The main GPU vendors — NVIDIA, AMD and Intel — have created new programming languages in the hope to simplify this process for non-GPU experts. For the time being NVIDIA seems to be leading the pack with CUDA. AMD has the Stream SDK. Intel provides Ct. Apple has OpenCL. And Microsoft has… well Microsoft doesn’t have anything yet, it’s too busy introducing new bugs in Vista.
History lesson

Wouldn’t it be nice if everyone could play nice together, if we could get any computing-intensive application to run ten or a hundred times faster without having to deal with all these vendor-specific languages? A potential solution is looming. Before I give you the answer, a short history lesson:

Back when the dinosaurs roamed the earth, in the early 1990s, there were dozens of 3D graphics workstation vendors whose name have long been forgotten who tried to dominate the 3D graphics industry. One of them, SGI, offered generously to transform its superior technology into an open standard called OpenGL. With OpenGL, programming simple 3D graphics algorithms on different hardware became easy.

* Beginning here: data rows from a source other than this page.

Issue #18, opened 2016-04-29
Add explantion of using `.env` to docs


pjbull:
- E.g., deployment secrets, access keys, SQL connection strings

isms:
@pjbull just added explanation [here](http://drivendata.github.io/cookiecutter-data-science/#keep-secrets-and-configuration-out-of-version-control) via 873cfd6 - thoughts?

pjbull:
👏 👏 👏 

The one thought is that notebooks don't have `__file__` defined so we should try to make a code snippet that plays nicely with both.

<img width="1050" alt="screen shot 2016-04-29 at 3 13 04 pm" src="https://cloud.githubusercontent.com/assets/1799186/14928355/01ad03fe-0e1d-11e6-9ded-9fc2cb36c869.png">

isms:
Pull request added: https://github.com/drivendata/cookiecutter-data-science/pull/22
![](https://cloud.githubusercontent.com/assets/1284973/14932008/74c635ba-0e3e-11e6-9d9e-5219219fcdfc.png)

PR #22, opened 2016-04-29
Add util func to magically find .env file per #18

isms:
Add `find_dotenv` method that will try to find a .env file by
 1. guessing where to start using `__file__` or the working directory -- allowing this to work in non-file contexts such as IPython notebooks and the REPL, and then
 2. walking up the directory tree looking for the specified file -- called `.env` by default.

This is a bit like the ["filthy magic"](https://github.com/jpadilla/django-dotenv/blob/master/dotenv.py#L44-L46) employed by django-dotenv to serve the same purpose, and allows the user to write `load_dotenv(find_dotenv())` in many contexts.

I've submitted a [PR](https://github.com/theskumar/python-dotenv/pull/23) upstream to `python-dotenv`, but in the meantime it looks good for use in notebooks:
image

### DIFF
--- a/{{ cookiecutter.repo_name }}/src/data/make_dataset.py
+++ b/{{ cookiecutter.repo_name }}/src/data/make_dataset.py
@@ -4,6 +4,8 @@ import click
 import dotenv
 import logging
 
+from utils import find_dotenv
+
 
 @click.command()
 @click.argument('input_filepath', type=click.Path(exists=True))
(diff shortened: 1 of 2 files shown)


isms:
@pjbull Disregard! @theskumar worked lightning fast and merged my [PR](https://github.com/theskumar/python-dotenv/pull/23) into a new release. Will bump requirement up to `python-dotenv==0.5.0`.

Closing.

Shortly after, SGI tragically lost its mind. Every smart graphics engineers fled the company to join upstarts like NVIDIA and ATI (bought by AMD recently). On its death bed, SGI gave up OpenGL and allowed a standard group called Khronos to take it over, where is has since evolved at a moderate but consistent rate. Khronos also maintains other 3D standards like COLLADA.

Ending the mess

Today Khronos announced that it wants to repeat the exploit. This time, they are starting a Compute Working Group so NVIDIA, AMD, Intel and many more can try to agree on a cross-platform standard, i.e. a programming language that will run super fast on multi-core CPUs and on GPUs alike. History shows that this is a good move, that can make it possible for new applications to come to life, applications that would have been too complicated to implement otherwise.

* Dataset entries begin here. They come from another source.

PR #29, opened 2016-05-24
Removed --recursive flag from s3 sync in the Makefile

mrbell:


pjbull:
Thanks @mrbell! Let us know if you spot anything else amiss.

PR #35, opened 2016-07-06
Update .gitignore file to ignore the data folder

liudonghs:
I guess the correct way of ignoring the data folder is: `data/` rather than `./data/`


drivendata:
Yep, thanks!

PR #44, opened 2016-08-06
Make `make lint` work for new projects.

hwartig:
With this patch `make lint` wouldn't report errors in newly created projects.


pjbull:
Good catch, thanks!

PR #45, opened 2016-08-14
Update doc to reflect AWS CLI rather than s3cmd

adamkgoldfarb:
Currently the [documentation page](https://drivendata.github.io/cookiecutter-data-science/#cookiecutter-data-science) lists s3cmd as being used rather than AWS CLI, which is what is used in the Makefile. Changing the documentation would likely save some folks from combing through s3cmd so they could instead head directly to the docs for AWS CLI.


pjbull:
Awesome, thanks @adamkgoldfarb! Would you mind making "AWS CLI" a link to those docs?

adamkgoldfarb:
Not a problem, all set! I referred the S3-specific docs within the broader AWS CLI docs. Thanks @pjbull for the good work!

pjbull:
💃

I have seen a couple of these standardization cycles in action, and since I’m not participating in this working group (so far) I will simply speculate from past experience and from the little that has been publicly stated so far. (Feel free in the comments section!) I think there are important questions that will make or break this initiative:

- Are the main players in a collaborative mindset, or are trying to dominate each other? In previous cycles (e.g. GLSL) Apple acted as the mediator, since they badly needed that technology and it had a strong business influence on NVIDIA and ATI. Intel didn’t have a strong participation. This time Intel is very active in 3D graphics. ATI/AMD is in a tough spot where they badly need to get back some market share, maybe through deals with Apple. I’m hopeful that there will be enough collaboration to create a decent standard, with unusual high-performance features continuing to be exposed only in the proprietary standards.

- Typically, the resulting standard is strongly inspired by one precedent. OpenGL was derived from IrisGL from SGI. COLLADA came straight from Sony. Arguably GLSL was inspired by early versions of NVIDIA Cg and a long line of predecessors. This time around, Apple apparently likes NVIDIA’s CUDA which is likely to form the basis of their OpenCL. OpenCL would be the right name for the resulting standard, if the other players can accept it. So my bet is on CUDA rechristened as OpenCL, with bits of Intel Ct thrown in to keep everyone happy. AMD will keep its low-level interface and will implement the high-level standard on top.

- How long will it take for a something usable to come out of this? In the past, such standards have typically taken at least a year, often because modifications were necessary to make the hardware compatible. In this case, it sounds like the technology will primarily be software-based (e.g. compilers), so it could happen much faster if a majority of the vendors accept to play nice. The deciding factor here will be the chair of the working group. A diplomatic yet decisive chair can make things happen ten times faster than a less decisive or a visibly biased one. Since I don’t know yet who is chairing the group, I will refrain from commenting publicly.